**Work order**
Give back exactly the line that contains "Add SAFETY comments" and all the lines after it in the records below, to the very last, with no other output.

**Record set**
PR #103, opened 2022-04-14
Add SAFETY comments to all unsafe blocks in rclrs

nnmm:


jhdcs (changes requested):
Looks pretty good to me! I only noticed one spot that was missed! Unfortunately GitHub won't let me link it, because it's not close enough to a changed line (I think that's the reason, anyway), but it's in `mod.rs`, line 37, in the Drop implementation for NodeHandle.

**Written reply**
Add SAFETY comments to all unsafe blocks in rclrs

nnmm:


jhdcs (changes requested):
Looks pretty good to me! I only noticed one spot that was missed! Unfortunately GitHub won't let me link it, because it's not close enough to a changed line (I think that's the reason, anyway), but it's in `mod.rs`, line 37, in the Drop implementation for NodeHandle.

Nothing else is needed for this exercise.